Since the beginning of March, teams of researchers in this network have supported public actors from New York City and the state of California, to Massachusetts, Florida, Michigan, Illinois and Kentucky. Important new work was done in Seattle, Washington, in collaboration with the Gates Foundation and IDN at the outset of the crisis to begin understanding how the reduction in mobility might be reducing mortality from the virus.
Researchers across the Covid-19 Mobility Data Network have been supporting in Italy, Spain, and the UK in the same fashion, while booting up support across India, and increasingly, in Latin America as well, from Santiago, Chile, to Mexico City. The number of locations requesting and receiving support continues to expand almost every day. The number of new data sources also continues to expand, allowing researchers to compare Facebook’s location data with related data from ad tech firms, traffic patterns, financial transactions, and points of interest data which help to fill out the picture of real-time social activity.
Privacy and Data Protection Remain Crucial
The main reason it’s important for nonprofits like Direct Relief, and for the academic research community more broadly, to work with this type of data to inform public actors is to ensure that insights from this data can quickly reach the right people in positions to use them, without violating privacy and data protection laws and policies.
There is no need to spy on everyone in order to use research-based data agreements to improve understanding of who may be following physical distancing guidelines as part of pandemic mitigation. These agreements were created for the express purpose of allowing vital data to be used without creating conditions where private data is simply being funneled unfiltered to government actors.

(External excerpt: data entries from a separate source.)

PR #229, opened 2016-08-24
Fix KeyError due to completed manga status

ToostInc:
Changes the status translation of completed manga in the Anilist library to reflect changes (?) to the API.

Fixes trackma crashing due to KeyError when using Anilist.

### DIFF
--- a/trackma/lib/libanilist.py
+++ b/trackma/lib/libanilist.py
@@ -106,7 +106,7 @@ class libanilist(lib):
             self.airing_str = "publishing_status"
             self.status_translate = {
                 'publishing': utils.STATUS_AIRING,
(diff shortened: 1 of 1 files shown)


joshstar:
Hmm I didn't notice this actually changed (it shouldn't have), sorry about that. Guess I'll keep it that now most of the manga app's using the anilist api have updated for the change.

ToostInc:
Yeah, I couldn't find out either whether it recently changed or had been broken for a long time, I looked at your commits on the documentation repo and though the .rst file I checked the status types against was brand new they didn't mention anything like that.

Might be this just snuck under the radar somewhere a long while ago because I imagine the anime tracking function is much more widely used and people have to actively switch mediatypes to find it.

PR #231, opened 2016-08-27
setup.py: fix requirements issue with `gi` package.

### LINKED ISSUE #228: setuptools gui_scripts cannot find gi package.
a very helpful user of the AUR package noticed trackma-gtk won't launch on Arch Linux, giving the following traceback:

```python
  File "/usr/bin/trackma-gtk", line 9, in <module>
    load_entry_point('Trackma==0.6.1', 'gui_scripts', 'trackma-gtk')()
  File "/usr/lib/python3.5/site-packages/pkg_resources/__init__.py", line 542, in load_entry_point
    return get_distribution(dist).load_entry_point(group, name)
  File "/usr/lib/python3.5/site-packages/pkg_resources/__init__.py", line 2575, in load_entry_point
    return ep.load()
  File "/usr/lib/python3.5/site-packages/pkg_resources/__init__.py", line 2234, in load
    self.require(*args, **kwargs)
  File "/usr/lib/python3.5/site-packages/pkg_resources/__init__.py", line 2251, in require
    items = working_set.resolve(reqs, env, installer)
  File "/usr/lib/python3.5/site-packages/pkg_resources/__init__.py", line 829, in resolve
    raise DistributionNotFound(req, requirers)
pkg_resources.DistributionNotFound: The 'gi' distribution was not found and is required by the application
```

The problem seems to be that since 18ca09c, which adds `gi` as a requirement, setuptools can't find the gi package, despite it being installed (under `python-gobject` on Arch).
Removing this requirement, either in setup.py or the resulting egg, "fixes" the issue and trackma-gtk will simply run if you have python-gobject installed.

The odd thing is that `setuptools.find_packages()` *does* manage to find the gi package and it's related parts when run manually. I did find [this](http://stackoverflow.com/questions/21581799/how-does-one-declare-a-dependency-on-gi-repository-in-setup-py-and-required-c-l) as well, but admittedly, I have no clue when it comes to gi so I don't know whether this is even relevant or true.

Anyway, this looks like a setuptools problem to me, but I figured I'd bring it here first anyway, see if people are having this problem outside of Arch. 
If it's just Arch, then that is easily fixed in packaging by simply removing gi from the setuptools requirements, since the package itself has all dependency information anyway.

ToostInc:
refer to  `pygobject` in the GTK requirements, so that setuptools can find it.

Fixes #228; tested on Arch Linux, but will probably work the same on other distributions.

### DIFF
--- a/setup.py
+++ b/setup.py
@@ -12,7 +12,7 @@ NAME = "Trackma"
 REQUIREMENTS = []
 EXTRA_REQUIREMENTS = {
     'curses': ['urwid'],
-    'GTK': ['gi', 'Pillow'],
+    'GTK': ['pygobject', 'Pillow'],
     'Qt': ['Pillow'],
 }
 


z411:
Thank you.

PR #236, opened 2016-09-04
[libanilist] Proper error on no search results

Birdulon:
The Anilist API now seems to return ["error"] when there are no search results, which causes a problem when the parser then tries to take a string literal index of the string. Added a check for non-dict items to avoid this.


z411:
Fixed by #238

PR #239, opened 2016-10-01
add error message for openContainingFolder() if no folder was found

MadeOfMagicAndWires:
in case engine.search_video() can't find anything, there is no folder to open, so let the user know.


MadeOfMagicAndWires:
Sorry this was supposed to go somewhere else, but Github is getting too smart these days.

PR #208, opened 2016-05-04
open containing folder (gtk ui)

anjandev:
I have started working on an open containing folder function as discussed in #133 . Im having trouble with getting the `task_openContianingFolder` function to work and would like to get some help with it. Sorry if I overlooked something simple or if my approach is completely wrong.

Issue #133, opened 2015-08-08
Open containing folder for anime / Deleting anime


anjandev:
It would be nice to add an option to ask the user if they want to delete the entire anime's folder from their hard drive when the show is right clicked or when the show is deleted from the list. It would allow one to keep their anime folder under control and use less space. It's hard to look through a giant folder with files everywhere.

ToostInc:
Isn't that more a job for the user to keep his folders organized though?
Similarly, this organization will really differ per person, and will be hard to get working safely. Deleting files based on a regexp pattern seems very unsafe.

anjandev:
I mean updating hummingbird/MAL is a job for the user but we have taiga automate that cause we are lazy. I think opening thunar/nautilus/ranger and asking to confirm if that was the right folder would be a nice remedy to the problem of having a mistake. There's not many ways to organize anime. Most people do it like ./anime/series_title

ToostInc:
Or everything in a large map called anime, or an even larger map(/partition) called media. Or a folder for every episode... 

It's best to let the deletion of files up to the user really, but if https://github.com/z411/trackma/issues/117 becomes a thing, you can use that to delete the files.

dyskette:
> It would be nice to add an option to ask the user if they want to delete the entire anime's folder from their hard drive when the show is right clicked

I think this is out of the scope of trackma. Altering local files should be left to their respective tools. 

Trackma is handling online lists, that are not tied to local files. You could be syncing between different machines, have external hard drives well organized or everything in the "Downloads" folder.

> or when the show is deleted from the list.

Is this usecase often?

z411:
Indeed; besides what's been said, I wouldn't want Trackma to go around the user's hard disk deleting files...

anjandev:
When I right click an anime, could you add an option in the gui to view containing folder? When clicked, this would open the folder in which trackma thinks the show is stored. The user then can delete the show manually through the file manager of their choice.

z411:
> When clicked, this would open the folder in which trackma thinks the show is stored
How could Taiga guess this? What about the location of the latest episode?

anjandev:
I assume thats it. If the show has never been played before, trackma could use the search engine to find the episode #1's directory and assume that that is where all the episodes are stored. 

I am assuming taiga makes a database for where the shows' folders are. If the folder no longer exists where the database says it is, taiga searches for the show in the folders and updates the database.

anjandev:
I think this issue can be reopened.

[...]

PR #240, opened 2016-10-01
open containing folder (gtk ui)

anjandev:
Added open containing folder button to gtk ui as discussed in #133. The button opens the folder containing the anime with whatever file manager the user has as default and displays an error if no folder is found.

As @MadeOfMagicAndWires recommended, I opened a new PR (and closed #208) to keep the git commit logs clean. Special thanks to @MadeOfMagicAndWires for helping me out. I will try working on adding this function to the qt and cli uis.


anjandev:
@z411 what do you think of this?

z411:
Looks fine, although I'd do 2 things before merging:

1. The library is in an usable state now, so it'd be much faster to use that instead of searching for the episode path each time, since the library already has the full paths of all available episodes on disk. I'll migrate the engine.play_episode routine to use the library too, and hopefully deprecate the engine._search_video routine altogether.
2. Is it necessary to use a separate thread for this?

z411:
Done (https://github.com/z411/trackma/commit/bf2d5aa7dc1a86735424aa0a27c2615d7361d788).

Now you should be able to use the engine.get_episode_path function to get the full path of the episode from the library. So just something like:

    filename = self.get_episode_path(show, 1)

should be enough.

MadeOfMagicAndWires:
I'll work on it and make another clean pull with the conflicts resolved as well.

(Really wish Github could handle a pull request using rebase instead of merge all the time...)

z411:
Superseded by #247

PR #247, opened 2016-10-14
open containing folder (gtk ui)

MadeOfMagicAndWires:
Alright, here it is

The original idea and pull are of course by @anjandev, with the added comments from https://github.com/z411/trackma/pull/240#issuecomment-253723565 and I also greyed out the 'Open containing folder' menu button if no show is selected.

@anjandev: Sorry your commits got a bit mangled, 3-way diffs are not my strong suit. In the end things would have probably been easier if I just asked to be a collaborator on your fork repo, but you live and learn.


z411:
Looks good; although the "task" functions are reserved for those that work inside a new thread. Could you move it all to `do_containingFolder` instead? That and we'd be done.

MadeOfMagicAndWires:
Done.

I did just realise that, although it's more usable than directly calling nautilus, this is of course in no way cross-platform. 

This being Gtk, I don't think we have to worry about it being used much on other systems but we could also add an OS check and launch `finder` or `explorer.exe` on MacOS or Windows?

MadeOfMagicAndWires:
I've got a commit for os specific commands ready, but it probably still needs some testing and so I don't know if I should add it to this pull, I'll let you decide.

z411:
Let's use a separate request for that.
Will merge this, thanks.

PR #254, opened 2016-11-15
[Tracker][Engine][Qt] Prompt to add unrecognised shows.

Birdulon:
Adds an option to prompt to add new shows to your list as/after you watch them. The prompt is the same as the regular search/add from remote dialog, however it starts with the show title filled in (not searched without user input to prevent privacy leaks) and closes after a show is successfully added, then updates the episode counter to match the one that was detected.

Known issue: Changing tracker options requires a restart to take effect. Would it be overkill to add a tracker restart to settings changes that involve the tracker?

### DIFF
--- a/trackma/engine.py
+++ b/trackma/engine.py
@@ -67,7 +67,8 @@ class Engine:
                 'sync_complete':     None,
                 'queue_changed':     None,
                 'playing':           None,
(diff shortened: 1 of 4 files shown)


z411:
Good. Thank you.

PR #260, opened 2016-11-29
[Qt] Split setGeometry into resize and move. (fixes #246)

### LINKED ISSUE #246: [win32, Qt] Remember window size and position not remembering position
I've noticed a drift when opening trackma-qt multiple times, in which it slowly creeps up the screen with each time it opens.  Eventually, this gets bad enough that the user can't grab the titlebar, and then it can even get bad enough that the menus can't be opened.  I have to resort to either A) remembering to drag the window down to the middle of the screen before the title bar gets swallowed by the edge of the desktop, or to go into ui-qt.json in  %USERPROFILE%\.trackma and forcibly reset last_y to something well within the screen boundaries.

Example: I force last_x to 282 and last_y to 221.  Launch it once, it's in more-or-less the right place.  But after closing it, last_x is now 274 and last_y is 190.

It seems to be fine with remembering the window size, so this is just positioning.

It'd actually be nice to have an 'Always open window in the center of the screen' option.

Birdulon:
Workaround taken from the bottom of https://www.tbi.univie.ac.at/~pmg/tutorials/QT/html/geometry.html
I'm disgusted by the need for it, but it seems to fix the problem on my window manager setup.

EDIT: If someone on Windows could test this it would be much appreciated!

### DIFF
--- a/trackma/ui/qtui.py
+++ b/trackma/ui/qtui.py
@@ -374,8 +374,8 @@ class Trackma(QMainWindow):
 
         #self.setMinimumSize(740, 480)
         if self.config['remember_geometry']:
-            self.setGeometry(self.config['last_x'], self.config['last_y'],
-                             self.config['last_width'], self.config['last_height'])
+            self.resize(self.config['last_width'], self.config['last_height'])
+            self.move(self.config['last_x'], self.config['last_y'])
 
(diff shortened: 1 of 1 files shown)


z411:
Thank you.

PR #270, opened 2017-01-05
Various things

Hairo:
- Add missing function in the plex tracker (lost in the refactoring)
- Put an item counter to the curses filters


z411:
Thank you.

Issue #181, opened 2015-12-02
Rescanning library for plan to watch 


hbers:
Rescanning library used to find anime in every category but now it only detects the ones in the watching category. When I first noticed it I thought that it was intentional. If that's not the case can you add an option to scan for all categories?

z411:
It is indeed intentional, since rescanning the whole list, especially if you have a lot of completed shows, takes more time, and I assumed that it shouldn't be necessary to scan for shows in the Completed list. Maybe scan for all shows except completed (since it tends to be the largest)?

hbers:
Yeah that's more practical definitely. Additionally I think there is no need for scanning Dropped too.

Fasolt:
I'd like to second this request, as it'd helpful to be able to just pick an anime from my PTW and click on Play Next, with everything working automatically. Perhaps it would be possible to add an option in config.json for choosing which list sections the user would like scanned; that way, people who don't want the broadened library scan won't suffer a performance drop.
Otherwise, simply scanning Watching, PTW and possibly On Hold would be sufficient, I imagine.

MadeOfMagicAndWires:
I have roughly implemented this, optimising out Dropped however would require more rigorous optimization however, so I'd like some user input on how big people's Dropped lists tend to be (and if you keep the files) to see if that's worth it before filing a PR.

I'd probably recommend keeping this setting off regardless though, since a library scan went from just over 2 seconds to ~30+, and that is *without* Completed shows.

hbers:
Why not just scan the PTW and Watching then? There's no need to scan for Dropped and Watched in my opinion. It's not like people don't know what they've watched and what is on their drives.

z411:
He did say
> and that is without Completed shows
which is weird, unless you have a lot of shows on hold/dropped/PTW.

MadeOfMagicAndWires:
I have 11 shows for On-hold (no files of dropped series, for obvious reasons) not sure if that's a lot, but the main killer for me is there's quite a lot files ( several series with 50+ episodes) and some large files as well in between those shows that take quite a bit of time to process. 

But that's just one case, so I'm trying to figure out if optimizing Dropped out dropped is even worth it. 

The problem with scanning for PTW and Watching as @hbers suggests is that the current data model doesn't keep track of what status is PTW, so we can't specifically scan for it. 
The current model only keeps track of "Watching" and "Completed" as specific statuses because we can be fairly certain those statuses will exist across all services, so currently I scan for everything *except* completed.

[...]

PR #277, opened 2017-01-29
Scan library for multiple statuses

MadeOfMagicAndWires:
Implements #181.

To recap this PR adds the following:
+ The engine now optionally scans the mediafolder for series from all non-completed statuses (PTW/On-    Hold/Dropped)
+ Added a setting that en- or disables this feature (disabled by default)
+ Added corresponding settings to the GUIs (including a missing 'scan lib at startup for GTK)
+ The GUI remains operable whilst scanning

The pros and cons of this feature have been discussed, but it's probably fine as it is? I made it an optional feature to begin with, it's there for those that want it, and if it's too much of a drain it can be turned off.

Since I've had little feedback I figured I'd file a PR anyway and let you decide whether to merge it now or if it still needs work

Possible things to improve:

- [ ] I could fairly easily further optimise things to only scan for Watching/PTW, but I didn't want to mess  with the datamodel for a single feature just yet. let me know if you think this is worth it.

### DIFF
--- a/trackma/engine.py
+++ b/trackma/engine.py
@@ -181,9 +181,9 @@ class Engine:
 
     def _get_tracker_list(self, filter_num=None):
         tracker_list = []
-        if type(filter_num) == None:
+        if isinstance(fliter_num, None):
             source_list = self.get_list()
-        elif type(filter_num) == list:
+        elif isinstance(filter_num, list):
             source_list = []
             for status in filter_num:
                 if status is not self.mediainfo['status_finish']:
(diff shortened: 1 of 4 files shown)


guicale:
Is there any reason this pull request hasn't been accepted?

z411:
I was thinking of having settings tab for site-dependent options, and have an option to check which statuses you want checked. That would fix this in a cleaner way, and also make it possible to do things like scanning only Watching and PTW, but on the other hand it makes text-based configuration harder (for curses and CLI users) so I think I'll just merge this.

PR #1383, opened 2018-08-05
Embark assistant

PatrikLundell:
changelog.txt presumably requires manual merging.

### DIFF
--- a/plugins/embark-assistant/embark-assistant.cpp
+++ b/plugins/embark-assistant/embark-assistant.cpp
@@ -143,7 +143,7 @@ DFhackCExport command_result plugin_init (color_ostream &out, std::vector <Plugi
         "  the embark rectangle as well as normally undisplayed sites in the\n"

As we move into a probable future over the next 18-24 months where distancing guidelines may have to be relaxed and re-imposed on a semi-regular basis in order to reduce pressures on health systems, aggregated human mobility data will be one of our best and in some cases only guides as to whether these policies are working and having their intended effects.
Direct Relief in other parts of its program activity works to keep health workers safe through increased access to personal protective equipment, to expand access to testing, and to keep frontline health centers operational even while they’re experiencing massive economic shocks. But all these efforts depend, for their long-term success, in part on reducing case counts and working together with public sector and private tech company colleagues, like those at Facebook.
Analysis of aggregated mobility data will continue to be in itself one of the most important contributions we can make to the broader fight against Covid-19.